Franz Groll mit seinem Bautrupp auf der neu errichteten Nagelbinderkonstruktion für eine Holzwerkstatt. Der Gechinger war mehrfach als Entwicklungshelfer in Haiti im Einsatz. Foto: »Pro Haiti«

Nicht nur die Menschen in Europa sind von den Folgen des Ukrainekriegs wie Lieferengpässe betroffen, sondern auch entfernt liegende Länder wie Haiti, mit dem der Verein "Pro Haiti" seit fast 30 Jahren freundschaftlich verbunden ist. Ein Lagebericht.

Gechingen/Aidlingen - "Jetzt geht wieder so ein komisches Jahr zu Ende. Viele Menschen hatten sich für 2022 ein Ende der Coronakrise und ein friedvolles, normales Jahr gewünscht. Aber insbesondere durch den kriegerischen Angriff auf die Ukraine kam alles anders als gehofft. Statt Frieden und Erholung kamen neue Krisen und Unsicherheiten in die Welt." Das schreiben die "Pro Haiti"-Vorstandsmitglieder Martin Hovekamp, Rolf Kossbiel und Franz Groll in ihrem jüngsten Jahresbericht. Der Verein hat seinen Sitz in Aidlingen und zahlreiche Mitglieder sowie Unterstützer im Gäu. Bekanntester Entwicklungshelfer aus dem Gäu im wahrsten Sinne des Wortes ist Franz Groll aus Gechingen, der bereits mehrfach Einsätze in dem Land absolviert hat.

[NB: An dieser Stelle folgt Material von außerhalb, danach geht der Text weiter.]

Issue #1970, opened 2019-03-01
Exception when sending read requests


merlimat:
**BUG REPORT**

***Describe the bug***

Got reports from Pulsar users (with BK 4.9.0) of these errors: 

```
17:24:16.302 [BookKeeperClientWorker-OrderedExecutor-0-0] ERROR org.apache.bookkeeper.common.util.SafeRunnable - Unexpected throwable caught 
java.lang.ArrayIndexOutOfBoundsException: -2
    at com.google.common.collect.RegularImmutableList.get(RegularImmutableList.java:60) ~[com.google.guava-guava-21.0.jar:?]
    at org.apache.bookkeeper.client.PendingReadOp$SequenceReadRequest.sendNextRead(PendingReadOp.java:400) ~[org.apache.bookkeeper-bookkeeper-server-4.9.0.jar:4.9.0]
    at org.apache.bookkeeper.client.PendingReadOp$SequenceReadRequest.read(PendingReadOp.java:382) ~[org.apache.bookkeeper-bookkeeper-server-4.9.0.jar:4.9.0]
    at org.apache.bookkeeper.client.PendingReadOp.initiate(PendingReadOp.java:526) ~[org.apache.bookkeeper-bookkeeper-server-4.9.0.jar:4.9.0]
    at org.apache.bookkeeper.client.PendingReadOp.safeRun(PendingReadOp.java:536) ~[org.apache.bookkeeper-bookkeeper-server-4.9.0.jar:4.9.0]
    at org.apache.bookkeeper.common.util.SafeRunnable.run(SafeRunnable.java:36) [org.apache.bookkeeper-bookkeeper-common-4.9.0.jar:4.9.0]
    at java.util.concurrent.ThreadPoolExecutor.runWorker(ThreadPoolExecutor.java:1149) [?:1.8.0_181]
    at java.util.concurrent.ThreadPoolExecutor$Worker.run(ThreadPoolExecutor.java:624) [?:1.8.0_181]
    at io.netty.util.concurrent.FastThreadLocalRunnable.run(FastThreadLocalRunnable.java:30) [io.netty-netty-all-4.1.32.Final.jar:4.1.32.Final]
    at java.lang.Thread.run(Thread.java:748) [?:1.8.0_181]
```

eolivelli:
Do you already have a reproducer?

merlimat:
No, I haven't seen this error myself yet

grantwwu:
[...]

PR #1973, opened 2019-03-04
[DLOG] Avoid double read in readahead

ivankelly:
There was a bug in the ReadAheadReader whereby, if it was in a paused
state and the last segment it had read had been closed, then when a
writer started writing new segments, the ReadAheadReader would issue a
double read. This would end up triggering an error when it got to the
end of the segment as the issued one of the issued reads would then be
cancelled when the segment was closed.

This fix adds an explicit state machine to the reader and moves all
state transitions to run on the ordered executor, so only one read can
ever be issued at a time.

### DIFF
--- a/stream/distributedlog/core/src/main/java/org/apache/distributedlog/ReadAheadEntryReader.java
+++ b/stream/distributedlog/core/src/main/java/org/apache/distributedlog/ReadAheadEntryReader.java
@@ -67,6 +67,15 @@ class ReadAheadEntryReader implements
 
     private static final Logger logger = LoggerFactory.getLogger(ReadAheadEntryReader.class);
 
+    enum State {
+        IDLE,
+        READING,
+        PAUSED,
+        CLOSED,
+        ERROR
+    }
+    private State state = State.IDLE;
+
     //
     // Static Functions
     //
@@ -460,6 +469,11 @@ class ReadAheadEntryReader implements
     }
 
     private void unsafeAsyncClose(CompletableFuture<Void> closePromise) {
+        if (logger.isDebugEnabled()) {
+            logger.debug("[{}][state:{}] Closing read ahead", streamName, state);
+        }
+        state = State.CLOSED;
+
         List<CompletableFuture<Void>> closeFutures = Lists.newArrayListWithExpectedSize(
                 segmentReaders.size() + segmentReadersToClose.size() + 1);
         if (null != currentSegmentReader) {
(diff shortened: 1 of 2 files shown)


eolivelli:
@ivankelly did you see some error which is getting fixed by this patch ? I can't see any issue attached.

Is this problem affecting production with 4.9 or is only a case that you found analysing the code ?

cc @diegosalvi FYI

eolivelli:
is it https://github.com/apache/bookkeeper/issues/1970 ?

ivankelly:
@eolivelli the issue was observed by a customer running 4.7.3, but the code hasn't changed much since. The attached unit test will trigger it if you want to see the problem in action.

stream/distributedlog/core/src/main/java/org/apache/distributedlog/ReadAheadEntryReader.java
```diff
@@ -67,6 +67,15 @@
 
     private static final Logger logger = LoggerFactory.getLogger(ReadAheadEntryReader.class);
 
+    enum State {
```
eolivelli: private ?

stream/distributedlog/core/src/main/java/org/apache/distributedlog/ReadAheadEntryReader.java
```diff
@@ -942,25 +948,60 @@ private void unsafeMoveToNextLogSegment() {
...
+                    case PAUSED:
+                        if (!cacheFull && hasMoreSegments) {
+                            reader.readNext().whenComplete(ReadAheadEntryReader.this);
+                            state = State.READING;
+                        }
+                        break;
+                    case READING:
+                    case ERROR:
+                    case CLOSED:
+                        // do nothing
```
eolivelli: shall a log at trace level be useful ?

ivankelly: nah, we already know if we're going to hit this branch from the debug log above.

stream/distributedlog/core/src/main/java/org/apache/distributedlog/ReadAheadEntryReader.java
ivankelly: updated

sijie:
please also cherry-pick the change to 4.9.1 and 4.8.3

ivankelly:

Issue #1974, opened 2019-03-05
Migrate command `bookieformat` from shell to bkctl


zymap:
**FEATURE REQUEST**

1. Please describe the feature you are requesting.

- Migrate command `bookieformat` from shell to bkctl.

2. Indicate the importance of this issue to you (blocker, must-have, should-have, nice-to-have).
   Are you currently using any workarounds to address this issue?

- nice-to-have.

3. Provide any additional detail on your proposed use case for this feature.

```
bin/bkctl bookie format -h
Usage:  bkctl bookie format [flags]

Flags:

    -d, --deletecookie
        Delete its cookie on metadata store.

    -f, --force
        If [noninteractive] is specified, then whetherto force delete the old
        data without prompt?

    -n, --noninteractive
        Whether to confirm if old data exists?


    -h, --help
        Display help information

```

PR #1975, opened 2019-03-05
Migrate command `bookieformat`

zymap:

Migrate command `bookieformat`.

### Motivation

#1974 

### Changes

- Add command `bookieformat` to bkctl
- Replace command in shell

### DIFF
--- a/bookkeeper-server/src/main/java/org/apache/bookkeeper/tools/cli/commands/bookie/FormatCommand.java
+++ b/bookkeeper-server/src/main/java/org/apache/bookkeeper/tools/cli/commands/bookie/FormatCommand.java
@@ -1,0 +1,113 @@
+/*
+ * Licensed to the Apache Software Foundation (ASF) under one
+ * or more contributor license agreements.  See the NOTICE file
+ * distributed with this work for additional information
+ * regarding copyright ownership.  The ASF licenses this file
+ * to you under the Apache License, Version 2.0 (the
+ * "License"); you may not use this file except in compliance
+ * with the License.  You may obtain a copy of the License at
+ *
+ *      http://www.apache.org/licenses/LICENSE-2.0
+ *
+ * Unless required by applicable law or agreed to in writing, software
+ * distributed under the License is distributed on an "AS IS" BASIS,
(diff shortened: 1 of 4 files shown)


bookkeeper-server/src/main/java/org/apache/bookkeeper/tools/cli/commands/bookie/FormatCommand.java
```diff
@@ -0,0 +1,111 @@
...
+            try {
+                runFunctionWithRegistrationManager(conf, rm -> {
+
+                    try {
+                        Versioned<Cookie> cookie = Cookie.readFromRegistrationManager(rm, bfconf);
+                        cookie.getValue().deleteFromRegistrationManager(rm, bfconf, cookie.getVersion());
+                    } catch (BookieException.CookieNotFoundException nne) {
+                        LOG.warn("No cookie to remove : ", nne);
+                    } catch (BookieException e) {
+                        e.printStackTrace();
```
sijie: this will shallow the exception. I would suggest `throw new UncheckedExecutionException(be.getMessage(), be);`

bookkeeper-server/src/main/java/org/apache/bookkeeper/tools/cli/commands/bookie/FormatCommand.java
```diff
@@ -0,0 +1,111 @@
...
+                    }
+
+                    return null;
+                });
+            } catch (MetadataException e) {
+                e.printStackTrace();
```
sijie: can you throw exception?

bookkeeper-server/src/main/java/org/apache/bookkeeper/tools/cli/commands/bookie/FormatCommand.java
```diff
@@ -0,0 +1,111 @@
...
+            } catch (ExecutionException e) {
+                e.printStackTrace();
```
sijie: throw exception?

zymap:
@sijie  ok . I will fix it. Thank you for your review. :)

PR #1995, opened 2019-03-19
Added HTTP handler to expose bookie state

merlimat:
### Motivation

Allow to check the state of the bookie through HTTP.

The main reason is to allow light-weight probes that can be run frequently to establish whether the bookie is running and meets a minimum readiness criteria. One example is to automatically wait until the bookie has completed the startup sequence.

### Changes

Added new HTTP handler that exposes the values from the bookie `StateManager`.

### DIFF
--- a/bookkeeper-server/src/main/java/org/apache/bookkeeper/server/http/service/BookieIsReadyService.java
+++ b/bookkeeper-server/src/main/java/org/apache/bookkeeper/server/http/service/BookieIsReadyService.java
@@ -20,51 +20,22 @@ package org.apache.bookkeeper.server.http.service;
 
 import static com.google.common.base.Preconditions.checkNotNull;
 
-import lombok.Data;
-import lombok.NoArgsConstructor;
-
 import org.apache.bookkeeper.bookie.Bookie;
 import org.apache.bookkeeper.bookie.StateManager;
-import org.apache.bookkeeper.common.util.JsonUtil;
 import org.apache.bookkeeper.http.HttpServer;
 import org.apache.bookkeeper.http.service.HttpEndpointService;
 import org.apache.bookkeeper.http.service.HttpServiceRequest;
 import org.apache.bookkeeper.http.service.HttpServiceResponse;
 
 /**
- * HttpEndpointService that exposes the current state of the bookie.
- *
- * <p>Get the current bookie status:
- *
- * <pre>
- * <code>
- * {
- *  "running" : true,
- *  "readOnly" : false,
- *  "shuttingDown" : false,
- *  "availableForHighPriorityWrites" : true
- *}
- * </code>
- * </pre>
+ * HttpEndpointService that returns 200 if the bookie is ready.
  */
-public class BookieStateService implements HttpEndpointService {
+public class BookieIsReadyService implements HttpEndpointService {
 
     private final Bookie bookie;
 
-    public BookieStateService(Bookie bookie) {
+    public BookieIsReadyService(Bookie bookie) {
         this.bookie = checkNotNull(bookie);
-    }
-
-    /**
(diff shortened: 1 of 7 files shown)


eolivelli:
@jvrao fyi

merlimat:
run integration tests

bookkeeper-server/src/main/java/org/apache/bookkeeper/server/http/service/BookieStateService.java
```diff
@@ -0,0 +1,94 @@
...
+        private boolean availableForHighPriorityWrites;
+    }
+
+    @Override
+    public HttpServiceResponse handle(HttpServiceRequest request) throws Exception {
+        HttpServiceResponse response = new HttpServiceResponse();
+
+        if (HttpServer.Method.GET != request.getMethod()) {
+            response.setCode(HttpServer.StatusCode.NOT_FOUND);
+            response.setBody("Only support GET method to retrieve GC details."
```
sijie: the content in the body doesn't match the endpoint.

merlimat:
Updated based on comments. I also added a separate handler `/api/v1/bookie/is_ready`. The reason is that to use this a readyness probe, systems like K8S expects a simple 200 response or error if the process is not ready. Having the JSON response makes it difficult to integrate with that.

bookkeeper-server/src/test/java/org/apache/bookkeeper/server/http/TestHttpService.java
```diff
@@ -826,4 +829,30 @@ public void testGCDetailsService() throws Exception {
...
+    }
+
+    @Test
+    public void testGetBookieIsReady() throws Exception {
+        HttpEndpointService bookieStateServer = bkHttpServiceProvider
+                .provideHttpEndpointService(HttpServer.ApiType.BOOKIE_IS_READY);
+
+        HttpServiceRequest request1 = new HttpServiceRequest(null, HttpServer.Method.GET, null);
+        HttpServiceResponse response1 = bookieStateServer.handle(request1);
+        assertEquals(HttpServer.StatusCode.OK.getValue(), response1.getStatusCode());
```
eolivelli: Can you add a test case for the not-ready case?

bookkeeper-server/src/main/java/org/apache/bookkeeper/server/http/service/BookieIsReadyService.java
```diff
@@ -0,0 +1,60 @@
...
+            response.setBody("Only support GET method check if bookie is ready.");
+            return response;
+        }
+
+        StateManager sm = bookie.getStateManager();
+        if (sm.isRunning()) {
+            response.setCode(HttpServer.StatusCode.OK);
+        } else {
+            response.setCode(HttpServer.StatusCode.SERVICE_UNAVAILABLE);
+            response.setBody("Bookie is not fully started yet");
```
sijie: if a bookie is shutting down, `isRunning` is also false. then the message is not correct. Can we check if the state manager is shutting down or not, and return the proper error message?

bookkeeper-server/src/test/java/org/apache/bookkeeper/server/http/TestHttpService.java
merlimat: Added

bookkeeper-server/src/main/java/org/apache/bookkeeper/server/http/service/BookieIsReadyService.java
merlimat: Fixed

merlimat:
@sijie @eolivelli Address the comments. Please take a final look.

merlimat:

PR #1996, opened 2019-03-19
In DbLedgerStorage use default values when config key is present but empty

merlimat:
### Motivation

Currently setting the `dbStorage_writeCacheMaxSizeMb=` with empty value is making the
DbLedgerStorage initialize to fail since the empty string is being parsed as long. 

Instead, we should just apply the default value as in the case where the config key is not there.


sijie:

PR #1998, opened 2019-03-24
fix potential NPE when releasing entry that is null

jerrypeng:

### Motivation
A interrupt exception can occur during the poll operation of the blocking and cause a NPE to be thrown

### Changes
Check if entry is null before trying to release it

### DIFF
--- a/stream/distributedlog/core/src/main/java/org/apache/distributedlog/impl/logsegment/BKLogSegmentEntryReader.java
+++ b/stream/distributedlog/core/src/main/java/org/apache/distributedlog/impl/logsegment/BKLogSegmentEntryReader.java
@@ -800,7 +800,9 @@ public class BKLogSegmentEntryReader implements SafeRunnable, LogSegmentEntryRea
                         return;
                     }
                 } finally {
-                    removedEntry.release();
+                    if (removedEntry != null) {
+                        removedEntry.release();
+                    }
                 }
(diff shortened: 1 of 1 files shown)


jerrypeng:
@merlimat @ivankelly @sijie @jiazhai please review. Thanks!

stream/distributedlog/core/src/main/java/org/apache/distributedlog/impl/logsegment/BKLogSegmentEntryReader.java
```diff
@@ -800,7 +800,9 @@ private void readEntriesFromReadAheadCache(PendingReadRequest nextRequest) {
                         return;
                     }
                 } finally {
-                    removedEntry.release();
+                    if (removedEntry != null) {
+                        removedEntry.release();
+                    }
```
merlimat: Alternately: `ReferenceCountUtils.safeRelease(removedEntry)`

jerrypeng: will change

sijie:
@jerrypeng can you fix the checkstyle error?

ivankelly:
@eolivelli I didn't cherrypick this to 4.9 branch as there's a release in progress. if there's another RC this should be pulled into 4.9.1, otherwise 4.9.2.

eolivelli:
@ivankelly sure.

PR #1999, opened 2019-03-24
Fix IDE complain as there are multi choices for error code

liketic:
There are two ```Code``` in ```org.apache.bookkeeper.client. BKException```:

The first is https://github.com/apache/bookkeeper/blob/f26a4cae0e9205ad391c6d4d79f2937871864c28/bookkeeper-server/src/main/java/org/apache/bookkeeper/client/BKException.java#L136

The second is https://github.com/apache/bookkeeper/blob/f26a4cae0e9205ad391c6d4d79f2937871864c28/bookkeeper-server/src/main/java/org/apache/bookkeeper/client/api/BKException.java#L180

BKException's subclasses cannot auto choice which ```Code```.


jiazhai:
@eolivelli It may be idea, Seems in my idea, it also complaining it.

image

PR #2006, opened 2019-03-27
ISSUE-1967: make ledger creation and removal robust to zk connectionloss

reddycharan:

The bookkeeper project ZooKeeperClient wrapper for the ZooKeeper client
will resend zk node creations and removals upon reconnect after a
ConnectionLoss event. In the event that the original succeeded, the
resent operation will erroneously return LedgerExistException or
NoSuchLedgerExistsException for creation and removal respectively.

For removal, this patch limits the operation by allowing it to always
succeed if the ledger does not exist in order to make it idempotent.
This is appears to be the simplest solution as exclusive removal isn't
important.

**Note, the above is an actual change to the bk client semantics**

For creation, exclusive creation is cleary important for correctness,
so this patch adds a creator token field to the LedgerMetdata to
disambiguate the above race from a real race. For
AbstractZkLedgerManager, this is simply a random long value.

There's an oportunity for optimization with the above if exclusive
ledger creation failures are expected to be common.  You only actually
need to perform this check if the operation was really resent.  I chose
not to go this route yet because it would require messing with the
ZooKeeperClient interface to surface that information without burdening
other callers.

If the client is set to version 2 or older, this field will be ignored
and the old behavior will be retained.  If the client is version 3 or
newer but creation races with an older client, the new client will
interpret the nonce to be BLANK and thereby detect the race correctly.

### DIFF
--- a/bookkeeper-server/src/main/java/org/apache/bookkeeper/meta/AbstractZkLedgerManager.java
+++ b/bookkeeper-server/src/main/java/org/apache/bookkeeper/meta/AbstractZkLedgerManager.java
@@ -33,9 +33,11 @@ import java.util.concurrent.ConcurrentHashMap;
 import java.util.concurrent.ConcurrentMap;
 import java.util.concurrent.Executors;
 import java.util.concurrent.ScheduledExecutorService;
+import java.util.concurrent.ThreadLocalRandom;
 import java.util.concurrent.TimeUnit;
 
 import org.apache.bookkeeper.client.BKException;
+import org.apache.bookkeeper.client.LedgerMetadataBuilder;
 import org.apache.bookkeeper.client.api.LedgerMetadata;
 import org.apache.bookkeeper.common.concurrent.FutureUtils;
 import org.apache.bookkeeper.conf.AbstractConfiguration;
@@ -247,8 +249,19 @@ public abstract class AbstractZkLedgerManager implements LedgerManager, Watcher 
     }
 
     @Override
-    public CompletableFuture<Versioned<LedgerMetadata>> createLedgerMetadata(long ledgerId, LedgerMetadata metadata) {
+    public CompletableFuture<Versioned<LedgerMetadata>> createLedgerMetadata(long ledgerId,
+                                                                             LedgerMetadata inputMetadata) {
         CompletableFuture<Versioned<LedgerMetadata>> promise = new CompletableFuture<>();
+        /*
+         * Create a random number and use it as creator token.
+         */
+        final long cToken = ThreadLocalRandom.current().nextLong(Long.MAX_VALUE);
+        final LedgerMetadata metadata;
+        if (inputMetadata.getMetadataFormatVersion() > 2) {
+            metadata = LedgerMetadataBuilder.from(inputMetadata).withCToken(cToken).build();
+        } else {
+            metadata = inputMetadata;
+        }
         String ledgerPath = getLedgerPath(ledgerId);
         StringCallback scb = new StringCallback() {
             @Override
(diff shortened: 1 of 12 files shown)


reddycharan:
@sijie I'm taking over this PR - https://github.com/apache/bookkeeper/pull/1971. So creating new PR.

Fixed creator token logic and added required functional testcases.

bookkeeper-server/src/main/java/org/apache/bookkeeper/meta/LedgerMetadataSerDe.java
```diff
@@ -78,7 +78,7 @@
     public static final int METADATA_FORMAT_VERSION_3 = 3;
 
     public static final int MAXIMUM_METADATA_FORMAT_VERSION = METADATA_FORMAT_VERSION_3;
-    public static final int CURRENT_METADATA_FORMAT_VERSION = METADATA_FORMAT_VERSION_2;
+    public static final int CURRENT_METADATA_FORMAT_VERSION = METADATA_FORMAT_VERSION_3;
```
reddycharan: for now I changed the metadata version. I'm open for feedback, regarding if it is ok to bump hardcoded metadata version, make it configurable or something else..

reddycharan:
@sijie @jvrao @eolivelli requesting review.

bookkeeper-server/src/main/java/org/apache/bookkeeper/meta/LedgerMetadataSerDe.java
reddycharan: @sijie just want to confirm that you are fine with this hardcoded value change.

bookkeeper-server/src/main/java/org/apache/bookkeeper/meta/AbstractZkLedgerManager.java
```diff
@@ -247,17 +249,59 @@ public void process(WatchedEvent event) {
...
-    public CompletableFuture<Versioned<LedgerMetadata>> createLedgerMetadata(long ledgerId, LedgerMetadata metadata) {
+    public CompletableFuture<Versioned<LedgerMetadata>> createLedgerMetadata(long ledgerId,
+                                                                             LedgerMetadata inputMetadata) {
         CompletableFuture<Versioned<LedgerMetadata>> promise = new CompletableFuture<>();
+        /*
+         * Create a random number and use it as creator token.
+         */
+        final long cToken = ThreadLocalRandom.current().nextLong(Long.MAX_VALUE);
+        final LedgerMetadata metadata;
+        if (inputMetadata.getMetadataFormatVersion() > 2) {
```
eolivelli: Why aren't you using a constant for '2'?

bookkeeper-server/src/main/java/org/apache/bookkeeper/meta/AbstractZkLedgerManager.java
```diff
@@ -247,17 +249,59 @@ public void process(WatchedEvent event) {
...
+                        CompletableFuture<Versioned<LedgerMetadata>> readFuture = readLedgerMetadata(ledgerId);
+                        readFuture.handle((readMetadata, exception) -> {
+                            if (exception == null) {
+                                if (readMetadata.getValue().getCToken() == cToken) {
+                                    FutureUtils.complete(promise, new Versioned<>(metadata, new LongVersion(0)));
+                                } else {
+                                    LOG.warn("Failed to create ledger metadata for {} which already exists", ledgerId);
+                                    promise.completeExceptionally(new BKException.BKLedgerExistException());
+                                }
+                            } else if (exception instanceof KeeperException.NoNodeException) {
```
eolivelli: Can we see here a CompletionException?

reddycharan:
run integration tests

reddycharan:

reddycharan:

reddycharan:
run integration tests

bookkeeper-server/src/main/java/org/apache/bookkeeper/meta/AbstractZkLedgerManager.java
reddycharan: there is a else block for all other kind of exceptions

bookkeeper-server/src/main/java/org/apache/bookkeeper/meta/AbstractZkLedgerManager.java
reddycharan: fixed it

reddycharan:

reddycharan:
@sijie @eolivelli finally im able to fix backward compat test failures. It should be good to go. Can you please sign-off on it, so I can merge it.

bookkeeper-server/src/main/java/org/apache/bookkeeper/meta/AbstractZkLedgerManager.java
eolivelli: CompletionException may wrap one of the exceptions you are checking, like KeeperExceptio.NoNodeException.
Are you sure when don't need to handle it explicitly, by unwrapping the hidden exception?

tests/backward-compat/yahoo-custom-version/src/test/groovy/org/apache/bookkeeper/tests/backwardcompat/TestCompatUpgradeYahooCustom.groovy
```diff
@@ -170,11 +170,16 @@ class TestCompatUpgradeYahooCustom {
...
+            // Since METADATA_VERSION is upgraded and it is using binary format, the older
+            // clients which are expecting text format would fail to read ledger metadata.
             def ledger5 = createAndWrite(currentCL, currentBK)
             ledgers.add(ledger5.getId())
-            openAndVerifyEntries(yahooCL, yahooBK, ledger5.getId())
-            assertCantWrite(currentCL, ledger5)
+            try {
+                openAndVerifyEntries(yahooCL, yahooBK, ledger5.getId())
+            } catch (Exception exc) {
+                Assert.assertEquals(exc.getClass().getName(),
```
eolivelli: Do we still need this test?
This is telling now that we are not compatible by default

reddycharan: I would prefer to keep this. I would see it as more like with this change it is expected to fail with the specific exception. Also, it would serve as record (history) that this change had broke backward compatibility.

reddycharan:
Thanks @sijie @eolivelli for your feedback. I'm going to merge this PR.

reddycharan:
IGNORE IT CI

reddycharan:
IGNORE CI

Politische und wirtschaftliche Lage nach wie vor prekär

Durch die guten Partnerschaften in Haiti und die Zusammenarbeit mit anderen deutschen Initiativen, die für die haitianische Bevölkerung aktiv sind, sei der Vorstand stets gut informiert über die dortige Lage. "Aber insbesondere seit dem Präsidentenmord im Juli 2021 und seit dem schweren Erdbeben im August 2021 war die politische und wirtschaftliche Situation in Haiti immer schlechter geworden", so die drei Vorstandsmitglieder weiter. Die handlungsunfähige politische Regierung habe gleichzeitig den Spielraum für kriminelle Banden vergrößert, was zu noch instabileren und unsichereren Lebensverhältnissen geführt habe. Die von der Politik enttäuschte Bevölkerung habe sich immer wieder an Protesten beteiligt und dies nicht nur in der Hauptstadt, sondern zunehmend auch in ländlichen Regionen. "Zuletzt hat eine kriminell organisierte Blockade der haitianischen Treibstoffversorgung zur wochenlangen Lähmung des gesamten Landes geführt, da selbst für die Lebensmittelversorgung keine Transporte mehr möglich waren. Der Verkehr war zusammengebrochen und die Schulen konnten nicht rechtzeitig ihren Betrieb aufnehmen", ist im Jahresbericht 2022 weiter zu lesen.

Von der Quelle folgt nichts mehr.